• TASK STATEMENT: Give back the entries below verbatim.

Saved entries:
=== Section Start ===
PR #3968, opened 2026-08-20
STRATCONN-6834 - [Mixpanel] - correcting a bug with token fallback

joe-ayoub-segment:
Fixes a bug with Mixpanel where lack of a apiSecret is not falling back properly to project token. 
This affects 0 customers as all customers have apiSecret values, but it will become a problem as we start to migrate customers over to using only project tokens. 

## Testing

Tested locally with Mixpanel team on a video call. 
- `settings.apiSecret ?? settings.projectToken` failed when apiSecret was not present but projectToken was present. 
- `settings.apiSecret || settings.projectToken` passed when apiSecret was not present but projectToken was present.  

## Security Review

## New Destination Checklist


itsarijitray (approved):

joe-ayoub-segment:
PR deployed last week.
=== Section End ===
• ANSWER FOR THIS EXERCISE:
PR #3968, opened 2026-08-20
STRATCONN-6834 - [Mixpanel] - correcting a bug with token fallback

joe-ayoub-segment:
Fixes a bug with Mixpanel where lack of a apiSecret is not falling back properly to project token. 
This affects 0 customers as all customers have apiSecret values, but it will become a problem as we start to migrate customers over to using only project tokens. 

## Testing

Tested locally with Mixpanel team on a video call. 
- `settings.apiSecret ?? settings.projectToken` failed when apiSecret was not present but projectToken was present. 
- `settings.apiSecret || settings.projectToken` passed when apiSecret was not present but projectToken was present.  

## Security Review

## New Destination Checklist


itsarijitray (approved):

joe-ayoub-segment:
PR deployed last week.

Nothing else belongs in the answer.